Sometimes endnotes reference other endnotes and you have to wait until the point in the text, e.g. endnote 304 is referenced from earlier endnotes than it occurs in the text (rather late in the book) and you just have to wait until endnote 304 is read to find out what it is. that's a bit of a disadvantage, but infinite jest is the kind of book that you really need to read multiple times in order to get it anyways.
neon_diogenes
2 days ago
That seems reasonable! I’ll check that out.
And yes, I agree. Im on my second read through now. The first time I skipped the first ~50 end notes. I thought the creator of infinite jest was a mystery, same with Joelles deformity (“was she really mangled or not— maybe we find out at the end!”). Oh, those two things are spelled out clearly in early end notes..
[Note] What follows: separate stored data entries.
Issue #649, opened 2018-11-14
proposal: add hypergeometric functions


buyology:
I recently needed the Gauss hypergeometric function so [did a quick translation](https://github.com/buyology/x/tree/master/hyp2f1) over from the Cephes math lib version.

It would be nice to see parity with [the set of functions available in `scipy`](https://docs.scipy.org/doc/scipy/reference/special.html#hypergeometric-functions).

Maybe it could go into `mathext` or a new package/sub-package.

deasmhumhna:
@buyology  
I also need hypergeometric functions to translate the Cephes implementation of modified Bessel functions of the first kind. Could you please submit a pull request? I think it should go in `mathext` (or at rather, the Cephes translation should go in `mathext/internal/cephes` and should be wrapped at the higher level) since that's where the other "special" functions currently live.

fumin:
> I recently needed the Gauss hypergeometric function so [did a quick translation](https://github.com/buyology/x/tree/master/hyp2f1) over from the Cephes math lib version.

@buyology , the link to your translation seems to have stopped working, can you share an updated link? Thanks.

PR #2026, opened 2025-02-26
mathext: add Hypergeo for computing the Gaussian Hypergeometric function

fumin:
Fixes https://github.com/gonum/gonum/issues/649


mathext/hyp2f1.go
```diff
@@ -0,0 +1,466 @@
...
+	y1 *= math.Gamma(c) / math.Gamma(b) * math.Gamma(b-a) / math.Gamma(c-a) * math.Pow(-z, -a)
+	y2, err := hyp2f1(b, 1-c+b, 1-a+b, 1/z)
+	if err != nil {
+		return y2, err
+	}
+	y2 *= math.Gamma(c) / math.Gamma(a) * math.Gamma(a-b) / math.Gamma(c-b) * math.Pow(-z, -b)
+	return y1 + y2, nil
+}
+
+/*							hyp2f1.c
```
kortschak, line 53: The section below this should live in mathext/internal/cephes where it will be clearly marked as licensed under the Cephes license. Best in its own file with appropriate license specialisation.

This will also allow sharing of precision constants.

It would be nice if fewer fortranish calling conventions were used, but this can be fixed later.

mathext/hyp2f1_scipy_test.go
```diff
@@ -0,0 +1,54 @@
...
+	expected := 1.8202169687521206
+	if d := y - expected; math.Abs(d) > 5e-15 {
+		t.Errorf("%f %f %f", y, expected, d)
+	}
+}
+
+func TestHyp2f1_SomeRealPoints(t *testing.T) {
+	t.Parallel()
+
+	// Taken from test_mpmath.py test_hyp2f1_real_some_points.
```
kortschak, line 23: This needs a link and if it's a translation as opposed to just taking a set of constants, this has license implications.

mathext/hyp2f1_scipy_test.go
```diff
@@ -0,0 +1,54 @@
+package mathext
+
+import (
+	"fmt"
+	"math"
+	"testing"
+)
+
+func TestHyp2f1_Miscellaneous(t *testing.T) {
```
kortschak, line 9: Use subtests rather than underscoring.

mathext/hyp2f1_scipy_test.go
```diff
@@ -0,0 +1,54 @@
...
+func TestHyp2f1_SomeRealPoints(t *testing.T) {
+	t.Parallel()
+
+	// Taken from test_mpmath.py test_hyp2f1_real_some_points.
+	tests := []struct {
+		a        float64
+		b        float64
+		c        float64
+		z        float64
+		expected float64
```
kortschak, line 29:
```suggestion
		want float64
```

mathext/hyp2f1_test.go
```diff
@@ -0,0 +1,230 @@
+// Tests in this file are taken from R's hypergeo package.
```
kortschak, line 1: This has license implications, as above. I would move this down to the tests var though.

mathext/hyp2f1_test.go
```diff
@@ -0,0 +1,230 @@
...
+	}
+	return y
+}
+
+func TestMain(m *testing.M) {
+	flag.Parse()
+	log.SetFlags(log.Lmicroseconds | log.Llongfile | log.LstdFlags)
+
+	m.Run()
+}
```
kortschak, line 230: Please don't do this.

mathext/hyp2f1.go
```diff
@@ -0,0 +1,466 @@
+package mathext
```
kortschak, line 1: We will need license notes for all the files.

mathext/hyp2f1.go
```diff
@@ -0,0 +1,466 @@
...
+var mACHEP float64 = (math.Nextafter(1.0, 2.0) - 1.0) / 2
+
+const eps float64 = 1e-13
+const ethresh float64 = 1e-12
+
+// Hyp2f1 returns the value of the Gaussian Hypergeometric function at z.
+// For |z| < 1, this implementation follows the Cephes library.
+// For |z| > 1, this implementation perform analytic continuation via relevant Hypergeometric identities.
+// See https://en.wikipedia.org/wiki/Hypergeometric_function for more details.
+func Hyp2f1(a float64, b float64, c float64, z float64) (float64, error) {
```
kortschak, line 18: Suggest renaming this.
```suggestion
func Hypergeo(a, b, c, z float64) (float64, error) {
```

Can we express the error conditions in-band? The only tenuous cases seem to me to be overflow (expressible as Inf rather than `math.MaxFloat64` and the partial loss of precision (how important is that?)).

mathext/hyp2f1.go
```diff
@@ -0,0 +1,466 @@
...
+	if math.Abs(z) < 1 {
+		return hyp2f1(a, b, c, z)
+	}
+
+	// Function undefined between the 1 and Inf branch points.
+	if z > 0 {
+		return math.NaN(), fmt.Errorf("analytic continuation failed")
```
kortschak, line 25: If we are using errors, please use `errors.New` and if the sentinels are important (this is an open question), export them as package vars rather than forcing client code to do string comparison if they care.

kortschak (commented):
Thank you for the contribution.

mathext/hyp2f1.go
fumin: Yes, this should really go into internal/cephes, sorry for not being aware of the folder structures.
Putting this into internal/cephes really brings lots of benefits, such as reusing of constants and error messages like you mentioned.

mathext/hyp2f1_scipy_test.go
fumin: Thanks for the suggestion, much more concise.

mathext/hyp2f1_test.go
fumin: Sorry, should have removed this before committing.

mathext/hyp2f1.go
fumin: License notes have been added to all newly introduced files.

mathext/hyp2f1.go
fumin: Good suggestions! `Hypergeo` reads much clearer. Since there're only two tenuous cases, `Inf` and `NaN` represent them nicely.

fumin:
One particular note on the latest refactor:

I have added internal/cephes/psi.go, which really is not needed since we already have `Digamma`.
I had to add psi.go because `mathext` imports `internal/cephes`, and thus if I tried to call `Digamma` in internal/cephes/hyp2f1.go, I get a circular import.
Since psi.go is pretty short, hopefully this isn't too big an issue.

mathext/hypergeo_test.go
```diff
@@ -0,0 +1,296 @@
...
+		{x: 0.28, y: 1.3531156987873853569937},
+		{x: -0.79, y: 0.5773356740314405932679},
+		{x: 0.56, y: 2.1085704049533617876477},
+		{x: -2.13, y: 0.3352446571148822718200},
+		{x: -0.43, y: 0.7150355048137748692483},
+		{x: -1.23, y: 0.4670987707934830535095},
+	}
+	for i, test := range tests {
+		t.Run(fmt.Sprintf("%d", i), func(t *testing.T) {
+			t.Parallel()
```
kortschak, line 30:
```suggestion
```
I don't think we need this here.

mathext/hypergeo_test.go
```diff
@@ -0,0 +1,296 @@
...
+			y := Hypergeo(1.21, 1.443, 1.88, test.x)
+			if d := y - test.y; math.Abs(d) > 1e-12 {
+				t.Errorf("%f %f %f %f", test.x, y, test.y, d)
```
kortschak, line 33:
```suggestion
				t.Errorf("unexpected result from Hypergeo(1.21, 1.443, 1.88, %f): got=%f want=%f", test.x, y, test.y)
```

mathext/hypergeo_test.go
```diff
@@ -0,0 +1,296 @@
...
+		{x: 0.56, y: 2.1085704049533617876477},
+		{x: -2.13, y: 0.3352446571148822718200},
+		{x: -0.43, y: 0.7150355048137748692483},
+		{x: -1.23, y: 0.4670987707934830535095},
+	}
+	for i, test := range tests {
+		t.Run(fmt.Sprintf("%d", i), func(t *testing.T) {
+			t.Parallel()
+			y := Hypergeo(1.21, 1.443, 1.88, test.x)
+			if d := y - test.y; math.Abs(d) > 1e-12 {
```
kortschak, line 32:
```suggestion
			if !scalar.EqualWithinAbs(y, test.y, 1e-12) {
```

mathext/hypergeo_test.go
```diff
@@ -0,0 +1,296 @@
...
+	"testing"
+)
+
+func TestHyp2f1(t *testing.T) {
+	t.Parallel()
+
+	// Constants taken from https://github.com/RobinHankin/hypergeo/blob/master/tests/testthat/test_aaa.R
+	var tests = []struct {
+		x float64
+		y float64
```
kortschak, line 19:
```suggestion
		want float64
```

mathext/hypergeo_test.go
```diff
@@ -0,0 +1,296 @@
...
+		{x: 0.28},
+		{x: -0.79},
+		{x: 0.56},
+		{x: -2.13},
+		{x: -0.43},
+		{x: -1.23},
+	}
+	for i, test := range tests {
+		t.Run(fmt.Sprintf("%d", i), func(t *testing.T) {
+			t.Parallel()
```
kortschak, line 64:
```suggestion
```

mathext/hypergeo_test.go
```diff
@@ -0,0 +1,296 @@
...
+
+			// Ignore z=-2.13, since both R's hypergeo and Maple don't handle this case either.
+			if test.x == -2.13 {
+				return
+			}
+
+			a := eqn15_1_15a(0.2, test.x)
+			b := eqn15_1_15b(0.2, test.x)
+			if d := a - b; math.Abs(d) > 1e-6 {
+				t.Errorf("%f %f %f %f", test.x, a, b, d)
```
kortschak, line 74: Similar changes here and below.

mathext/internal/cephes/.incbeta.go.swp
kortschak, line 1: Please delete this.

mathext/hypergeo_test.go
```diff
@@ -0,0 +1,296 @@
+// Copyright ©2016 The Gonum Authors. All rights reserved.
```
kortschak, line 1:
```suggestion
// Copyright ©2025 The Gonum Authors. All rights reserved.
```

mathext/internal/cephes/hyp2f1.go
```diff
@@ -0,0 +1,422 @@
+// Copyright ©2016 The Gonum Authors. All rights reserved.
```
kortschak, line 1:
```suggestion
// Copyright ©2025 The Gonum Authors. All rights reserved.
```

mathext/internal/cephes/psi.go
```diff
@@ -0,0 +1,147 @@
+// Copyright ©2016 The Gonum Authors. All rights reserved.
```
kortschak, line 1:
```suggestion
// Copyright ©2025 The Gonum Authors. All rights reserved.
```

mathext/internal/cephes/psi.go
```diff
@@ -0,0 +1,147 @@
...
+		z = 1 / (s * s)
+		y = z * polevl(z, A, 6)
+	} else {
+		y = 0
+	}
+
+	y = math.Log(s) - 0.5/s - y - w
+
+done:
+	;
```
kortschak, line 142: ?

kortschak (commented):
I'll try to take another look on the weekend.

mathext/hypergeo_test.go
fumin: Thanks for making me aware of `EqualWithinAbs`, which is a very useful and powerful tool.
Applied here and elsewhere.

fumin:
> I'll try to take another look on the weekend.

Thanks in advance for the coming review.
All comments so far have been addressed, and are ready for review.

mathext/internal/cephes/hyp2f1.go
```diff
@@ -0,0 +1,443 @@
...
+	var ax float64
+	var id float64
+	var d1 float64
+	var d2 float64
+	var e float64
+	var y1 float64
+	var i int32
+	var aid int32
+
+	err = 0
```
kortschak, line 251:
```suggestion
	var (
		p, q, r, s, t, d, err, err1 float64
		ax, id, d1, d2, e, y1       float64
		i, aid                      int32
	)
```

mathext/internal/cephes/hyp2f1.go
```diff
@@ -0,0 +1,443 @@
...
+	s = 1 - x
+	if x < -0.5 {
+		if b > a {
+			y = math.Pow(s, -a) * hys2f1(a, c-b, c, -x/s, &err)
```
kortschak, line 255:
```suggestion
			y, err = hys2f1(a, c-b, c, -x/s)
			y *= math.Pow(s, -a)
```

mathext/internal/cephes/hyp2f1.go
```diff
@@ -0,0 +1,443 @@
...
+		} else {
+			y = math.Pow(s, -b) * hys2f1(c-a, b, c, -x/s, &err)
```
kortschak, line 257:
```suggestion
			y, err = hys2f1(c-a, b, c, -x/s)
			y *= math.Pow(s, -b)
```

mathext/internal/cephes/hyp2f1.go
```diff
@@ -0,0 +1,443 @@
...
+	if x > 0.9 {
+		if math.Abs(d-id) > eps { // test for integer c-a-b
+			// Try the power series first
+			y = hys2f1(a, b, c, x, &err)
+			if err < ethresh {
+				goto done
+			}
+
+			// If power series fails, then apply AMS55 #15.3.6
+			q = hys2f1(a, b, 1-d, s, &err)
```
kortschak, line 274:
```suggestion
			q, err = hys2f1(a, b, 1-d, s)
```

mathext/internal/cephes/hyp2f1.go
```diff
@@ -0,0 +1,443 @@
...
+			q *= gammaADivBDivC(d, c-a, c-b)
+			r = math.Pow(s, d) * hys2f1(c-a, c-b, d+1, s, &err1)
```
kortschak, line 276:
```suggestion
			r, err1 = hys2f1(c-a, c-b, d+1, s)
			r *= math.Pow(s, d)
```

mathext/internal/cephes/hyp2f1.go
```diff
@@ -0,0 +1,443 @@
...
+			}
+
+			y += y1
+		psidon:
+			goto done
+		}
+	}
+
+	// Use defining power series if no special cases
+	y = hys2f1(a, b, c, x, &err)
```
kortschak, line 366:
```suggestion
	y, err = hys2f1(a, b, c, x)
```

mathext/internal/cephes/hyp2f1.go
```diff
@@ -0,0 +1,443 @@
...
+			r = math.Pow(s, d) * hys2f1(c-a, c-b, d+1, s, &err1)
+			r *= gammaADivBDivC(-d, a, b)
+			y = q + r
+
+			q = math.Abs(q) // estimate cancellation error
+			r = math.Abs(r)
+			if q > r {
+				r = q
+			}
+			err += err1 + machEp*r/y
```
kortschak, line 285:
```suggestion
			err += err1 + float64(machEp*r/y)
```

mathext/internal/cephes/hyp2f1.go
```diff
@@ -0,0 +1,443 @@
...
+	var h float64
+	var k float64
+	var m float64
+	var s float64
+	var u float64
+	var umax float64
+	var i int32
+
+	i = 0
+	umax = 0
```
kortschak, line 387:
```suggestion
	var (
		f, g, h, k, m, u, umax float64
		i                      int32
	)
```

mathext/internal/cephes/hyp2f1.go
```diff
@@ -0,0 +1,443 @@
...
+	f = a
+	g = b
+	h = c
+	s = 1
+	u = 1
+	k = 0
```
kortschak, line 393:
```suggestion
```

mathext/internal/cephes/hyp2f1.go
```diff
@@ -0,0 +1,443 @@
...
+	y = hys2f1(a, b, c, x, &err)
+
+done:
+	*loss = err
+	return y
+}
+
+/* Defining power series expansion of Gauss hypergeometric function */
+// loss estimates loss of significance upon return.
+func hys2f1(a, b, c, x float64, loss *float64) float64 {
```
kortschak, line 375:
```suggestion
func hys2f1(a, b, c, x float64) (s, loss float64) {
```

mathext/internal/cephes/hyp2f1.go
```diff
@@ -0,0 +1,443 @@
...
+			goto done
+		}
+	}
+
+	// Use defining power series if no special cases
+	y = hys2f1(a, b, c, x, &err)
+
+done:
+	*loss = err
+	return y
```
kortschak, line 370:
```suggestion
	return y, err
```

mathext/internal/cephes/hyp2f1.go
```diff
@@ -0,0 +1,443 @@
...
+	f = a
+	g = b
+	h = c
+	s = 1
+	u = 1
+	k = 0
+	for {
+		if math.Abs(h) < 1e-13 {
+			*loss = 1
+			return math.MaxFloat64
```
kortschak, line 397:
```suggestion
			return math.MaxFloat64, 1
```

mathext/internal/cephes/hyp2f1.go
```diff
@@ -0,0 +1,443 @@
...
+		k = math.Abs(u) // remember largest term summed
+		if k > umax {
+			umax = k
+		}
+		k = m
+
+		i++
+		if i > 10000 { // should never happen
+			*loss = 1
+			return s
```
kortschak, line 411:
```suggestion
			return s, 1
```

mathext/internal/cephes/hyp2f1.go
```diff
@@ -0,0 +1,443 @@
...
+		}
+
+		if math.Abs(u/s) <= machEp {
+			break
+		}
+	}
+
+	*loss = machEp*umax/math.Abs(s) + machEp*float64(i)
+
+	return s
```
kortschak, line 421:
```suggestion
	return s, machEp*umax/math.Abs(s) + machEp*float64(i)
```

mathext/internal/cephes/psi.go
```diff
@@ -0,0 +1,146 @@
+// Copyright ©2025 The Gonum Authors. All rights reserved.
+// Use of this source code is governed by a BSD-style
+// license that can be found in the LICENSE file.
+
+/*
+Cephes Math Library Release 2.8:  June, 2000
+Copyright 1984, 1987, 1992, 2000 by Stephen L. Moshier
+*/
+
```
kortschak, line 9:
```suggestion

// Code derived from psi.c in https://www.moshier.net/cephes-math-28.tar.gz.
```

mathext/internal/cephes/psi.go
```diff
@@ -0,0 +1,146 @@
...
+package cephes
+
+import "math"
+
+var A []float64 = []float64{
```
kortschak, line 14: Does this need to be exported?

mathext/internal/cephes/psi.go
```diff
@@ -0,0 +1,146 @@
...
+	var p float64
+	var q float64
+	var nz float64
+	var s float64
+	var w float64
+	var y float64
+	var z float64
+	var i int
+	var n int
+	var negative int
```
kortschak, line 86:
```suggestion
	var (
		p, q, nz, s, w, y, z float64
		i, n                 int
		negative             bool
	)
```

mathext/internal/cephes/psi.go
```diff
@@ -0,0 +1,146 @@
...
+
+	negative = 0
+	nz = 0
+
```
kortschak, line 90:
```suggestion
```

mathext/internal/cephes/psi.go
```diff
@@ -0,0 +1,146 @@
...
+	if x <= 0 {
+		negative = 1
```
kortschak, line 92:
```suggestion
		negative = true
```

mathext/internal/cephes/psi.go
```diff
@@ -0,0 +1,146 @@
...
+		q = x
+		p = math.Floor(q)
+		if p == q {
+			panic(errParamFunctionSingularity)
```
kortschak, line 96: When can this happen? Do we need to warn client code, or is this an indication of a programmer error?

mathext/internal/cephes/psi.go
```diff
@@ -0,0 +1,146 @@
...
+		z = 1 / (s * s)
+		y = z * polevl(z, A, 6)
+	} else {
+		y = 0
+	}
+
+	y = math.Log(s) - 0.5/s - y - w
+
+done:
+	if negative != 0 {
```
kortschak, line 142:
```suggestion
	if negative {
```

mathext/hypergeo.go
```diff
@@ -0,0 +1,204 @@
...
+		if xk < 0 {
+			sign *= -1
+		}
+	}
+	return y, sign
+}
+
+func isInt(x float64) bool {
+	return scalar.EqualWithinAbs(math.Round(x), x, 1e-6)
+}
```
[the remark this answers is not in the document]
fumin: This has been fixed to be exact.

mathext/hypergeo.go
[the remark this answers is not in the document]
fumin: Yes, these hypergeometric relations are very complicated indeed.
I'd also like more eyes to scrutinize them, despite taking pains to double check them myself.

mathext/hypergeo.go
```diff
@@ -0,0 +1,204 @@
...
+
+package mathext
+
+import (
+	"math"
+
+	"gonum.org/v1/gonum/floats/scalar"
+	"gonum.org/v1/gonum/mathext/internal/cephes"
+)
+
```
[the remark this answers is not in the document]
fumin: Thanks for this suggestion, I have added said comment.

mathext/hypergeo_test.go
```diff
@@ -0,0 +1,305 @@
...
+		{a: -100, b: -200, c: -300 + 1e-9, z: 0.5 * math.Sqrt(2), want: 2.653635302903707e-31},
+		{a: -100, b: -200, c: 300 + 1e-9, z: -0.5 * math.Sqrt(2), want: -1.073671875630690e-30},
+		{a: 300, b: 10, c: 5, z: 0.5, want: 3.912238919961547e98},
+		{a: 5, b: -300, c: 10, z: 0.5, want: 1.661006238211309e-7},
+		{a: 2.25, b: 3.75, c: -0.5, z: -1, want: -0.631220676949703},
+	}
+	for i, test := range tests {
+		t.Run(fmt.Sprintf("%d", i), func(t *testing.T) {
+			y := Hypergeo(test.a, test.b, test.c, test.z)
+			if !scalar.EqualWithinRel(y, test.want, 1e-10) {
```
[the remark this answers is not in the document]
fumin: Thanks for pointing this important issue out, I have added `tol` to all tests herein.
The criteria for choosing `tol` is:

* For tests from scipy, follow `tol` therein
* For tests from mpmath, follow `tol` therein

* For tests from John Pearson, Computation of Hypergeometric Functions, `tol=1e-15`. 
`tol=1e-15` is what is given as parameter to the methods Taylor(a), Taylor(b), Single Fraction, Analytic Cont., and also roughly the tightest these methods plus Gauss-Jacobi, RK4 actually achieve. 
The exception is for the case (-1000, -2000, -4000.1, -0.5) where `tol=5e-7`, which I suspect is to due the very large |a| and |c|.
However, note that in this case, only Taylor(a) and Taylor achieve 1e-14, whereas Single Fraction gets `tol=1` (i.e. 0 digits correct), RK4 returns `NaN`, and Analytic Cont. doesn't converge.

* For tests that are made up by me, `tol=5e-15`.

mathext/internal/cephes/hyp2f1.go
```diff
@@ -0,0 +1,443 @@
...
+	var y float64
+	var ax float64
+	var ia float64
+	var ib float64
+	var ic float64
+	var id float64
+	var err float64
+	var flag int
+	var i int
+	var aid int
```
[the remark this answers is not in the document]
fumin: Thanks, this reads much better.

mathext/internal/cephes/psi.go
fumin: This is not needed, sorry for accidentally exporting it. This is made private in the latest commit.

mathext/internal/cephes/hyp2f1.go
```diff
@@ -0,0 +1,408 @@
+// Copyright ©2025 The Gonum Authors. All rights reserved.
+// Use of this source code is governed by a BSD-style
+// license that can be found in the LICENSE file.
+
+/*
+Cephes Math Library Release 2.8:  June, 2000
+Copyright 1984, 1987, 1992, 2000 by Stephen L. Moshier
+*/
+
+// Code derived from hyp2f1.c in https://www.moshier.net/cephes-math-28.tar.gz.
```
kortschak, line 10: Oh, sorry, I should have put a blank line below. This comment should be floating, not attached to the package decl.

mathext/internal/cephes/psi.go
```diff
@@ -0,0 +1,140 @@
+// Copyright ©2025 The Gonum Authors. All rights reserved.
+// Use of this source code is governed by a BSD-style
+// license that can be found in the LICENSE file.
+
+/*
+Cephes Math Library Release 2.8:  June, 2000
+Copyright 1984, 1987, 1992, 2000 by Stephen L. Moshier
+*/
+
+// Code derived from psi.c in https://www.moshier.net/cephes-math-28.tar.gz.
```
kortschak, line 10: Same here.

mathext/hypergeo.go
```diff
@@ -0,0 +1,204 @@
...
+	if z >= 1 {
+		return math.NaN()
+	}
+
+	// Special case for z=-1, use equation 15.3.4 in Abramowitz.
+	if z == -1 {
+		return eqn15_3_4(a, b, c, z)
+	}
+
+	// When a or b is a non-positive integer, Hypergeo reduces to the finite polynomial described in equation 15.4.1.
```
kortschak, line 54: For these internal comments, can you wrap them earlier; somewhere around 60-70 would be good. Also in the test files.

kortschak (commented):
Minor comments. This is looking good.

mathext/hypergeo.go
```diff
@@ -0,0 +1,204 @@
...
+		y += math.Log(math.Abs(xk))
+		if xk < 0 {
+			sign *= -1
+		}
+	}
+	return y, sign
+}
+
+func isNonPosInt(x float64) bool {
+	return x <= 0 && (math.Round(x) == x)
```
kortschak, line 203:
```suggestion
	_, frac := math.Modf(x)
	return x <= 0 && frac == 0
```

mathext/internal/cephes/psi.go
fumin: This is can happen when `psi` (which is equivalent to `mathext.Digamma`) is evaluated on negative integers, which is where the function is mathematically undefined. This is often an indication of a programmer error.

In fact, Cephes hit this bug, which we had to workaround here in `isCephesBug`.

For reference, here is a comparison between our behaviour here and those in Cephes and mathext:

* Here: panic
* Cephes: print error message then return MAXFLOAT
* mathext: Digamma returns NaN

I would also like to further note that such discrepancies arise in the Gamma function, too.
Like the Digamma, the Gamma is undefined for negative integers.
In this case, C's math.h returns Inf, whereas Go's math.Gamma returns NaN.
Curiously, Cephes relies on C's Inf weird behaviour to calculate correct values for hyp2f1!
This means when translating to Go, we couldn't use Go's standard library and had to roll our own Gamma.
Funnily, we ended up not needing to do this after we switched to `gammaADivBDivC` which uses math.Lgamma.
Fortuitously, math.Lgamma decided to do the mathematically incorrect thing of returning Inf for negative integers, which is exactly what we need...

For the record, the switch to `gammaADivBDivC` is unrelated to the issue here, and is just to address the case described in https://github.com/scipy/scipy/pull/2734 .

mathext/hypergeo_test.go
```diff
@@ -0,0 +1,305 @@
...
+		{a: -10, b: 900, c: 10.5, z: 0.99, want: 5.5748237303615776e+17},
+		{a: -1, b: 2, c: 1, z: -1, want: 3},
+		{a: 0.5, b: 1 - 270.5, c: 1.5, z: 0.999 * 0.999, want: 0.053963052503373715},
+
+		// Constants based on https://github.com/scipy/scipy/issues/1561
+		{a: 10, b: 5, c: -300.5, z: 0.5, want: -3.85202708152391e32},
+		{a: -290, b: 5, c: -300.5, z: 0.5, want: 26.9076853843542},
+		{a: 10, b: 5, c: -300.5, z: -0.5, want: 1.08800279612752},
+		{a: 10, b: 5, c: 300.5, z: 0.5, want: 1.08796774775660468},
+		{a: 100, b: 5, c: -300.5, z: 0.5, want: -1.07414870340863581e139},
```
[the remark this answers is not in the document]
fumin: Sorry, these are tests made up by me.
However, they are nonetheless inspired by https://github.com/scipy/scipy/issues/1561 .
I have moved them to a separate section, and added comments to clarify their origins.

mathext/hypergeo_test.go
```diff
@@ -0,0 +1,305 @@
...
+		a    float64
+		b    float64
+		c    float64
+		z    float64
+		want float64
+	}{
+		// Constants based on https://github.com/scipy/scipy/blob/main/scipy/special/tests/test_hyp2f1.py
+		{a: 1.3, b: -0.2, c: 0.3, z: -2.1, want: 1.8202169687521206},
+
+		// Constants based on https://github.com/scipy/scipy/blob/main/scipy/special/tests/test_mpmath.py
```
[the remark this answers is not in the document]
fumin: Right, explaining the origins of these wanted values, along with the tolerance is of utmost importance in a numerical library.
I have added comments that fully describe this information in detail.
In summary:

* tests from scipy: copied verbatim
* tests from mpmath: copied verbatim
* tests from J. Pearson paper: copied verbatim
* tests made up by me: Mathematica

mathext/hypergeo.go
```diff
@@ -0,0 +1,222 @@
...
+
+		y += math.Log(math.Abs(xk))
+		if xk < 0 {
+			sign *= -1
+		}
+	}
+	return y, sign
+}
+
+func isCephesBug(a, b, c, z float64) (float64, bool) {
```
kortschak, line 206: I think this needs an explanation. A summary of the [comment](https://github.com/gonum/gonum/pull/2026#discussion_r1976490944) in the PR would be appropriate.

mathext/hypergeo.go
fumin: Right, I have wrapped comments here and in the test files.
When deciding where to wrap, aside from around 60-70, I also tried to wrap when there's a comma.

mathext/hypergeo.go
fumin: Yes, this truly requires a comment. I have added one that explains the bug's origins in Cephes' attempt to evaluate Digamma at negative integers.

mathext/hypergeo.go
```diff
@@ -0,0 +1,231 @@
...
+	return y, sign
+}
+
+// isCephesBug checks if the received arguments hit a Cephes bug.
+// If the bug is hit, isCephesBug returns the remedied value.
+//
+// This bug concerns Cephes' evaluation of mathext.Digamma on negative integers,
+// which is mathematically undefined.
+// For reference, scipy also found this workaround necessary in:
+// https://github.com/scipy/scipy/commit/1dfea85b34e8cbd868f9fc43345898084ba73aab
```
kortschak, line 213:
```suggestion
// isCephesBug checks whether the received arguments hit a Cephes bug,
// occurring when |a| or |b| >> |c|.
// If the bug is hit, isCephesBug returns the remedied value.
//
// This bug concerns Cephes' evaluation of mathext.Digamma on negative integers,
// where it is mathematically undefined.
//
// For reference, scipy also found this workaround necessary in:
// https://github.com/scipy/scipy/commit/1dfea85b34e8cbd868f9fc43345898084ba73aab
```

Any DFW fans here want to conjecture as to what “atemporal” jazz Pemulis listens to? I was thinking maybe some albert manglesdorf or perhaps ornette coleman..
acessoproibido
3 days ago
Care to elaborate for those that haven't started tackling this tome yet?
ripe
2 days ago
I think parent is referring to the film in the novel, also named Infinite Jest. The film is so compelling that its viewers lose all interest in anything other than repeatedly viewing it, and thus eventually die.
inigyou
2 days ago
This occurred to rats who had levers wired directly to their reward centers.
Oarch
2 days ago
All glory to hypnotoad!
speak_plainly
2 days ago
That would be ideal, but I think we're heading straight for Idiocracy's 'Ow! My Balls'.
QuantumGood
3 days ago
Carfentanyl potentcy is roughly 10,000 times morphine. The pursuit of optimized technology usually far outpaces regulation or any kind of control. As technologies are controlled, even the lessened availability of more potent types causes an enormous overall issue. Humans are obsessive-compulsive optimizers, for good and for ill.
bcjdjsndon
3 days ago
I think you're giving this a bit too much credence. And I think you also think there's something special about sorting videos by how often they're viewed in a recent timeframe (which is all you need to recreate evil social media algorithm)
bsenftner
2 days ago
Sounds like some people are trying to develop Snow Crash.
tpoacher
2 days ago
If you're relying on government regulation to solve this, I guess the obvious bigger question would be "Quis custodiet ipsos custodes?
neuronexmachina
2 days ago
Yeah, I was surprised that they didn't list dlPFC or some other reward-associated area as one of their targets.
sajithdilshan
2 days ago
there's not gonna be a regulation and even if there is, the damage would already be done. If you want to protect yourself, then best thing is to just delete the account and apps.
soco
3 days ago
Don't forget it's not "the platforms" doing this, it's people like you and me, maybe even people reading this message. We, they, are building this, and don't care about anything as long the paycheck comes. This is the reality.
acessoproibido
3 days ago
Speak for yourself, I would rather clean toilets for a living than work on these mind-destroying technologies
tartoran
2 days ago
I suspect OP was referring to not only working for these platforms but also creating content or even consuming it.
pixl97
2 days ago
Moloch wins again
https://medium.com/@darth.mark.23/the-moloch-dilemma-how-gam...
nonethewiser
2 days ago
Now apply it to porn
lloydatkinson
3 days ago
There's actual real people working on this bullshit. Horrifying doesn't even come close.
inigyou
2 days ago
They have information barriers to keep the non-sociopaths from understanding the horror they're working on. Military forces do the same thing. Even the German train drivers didn't know what kind of facilities their trains were going to or why.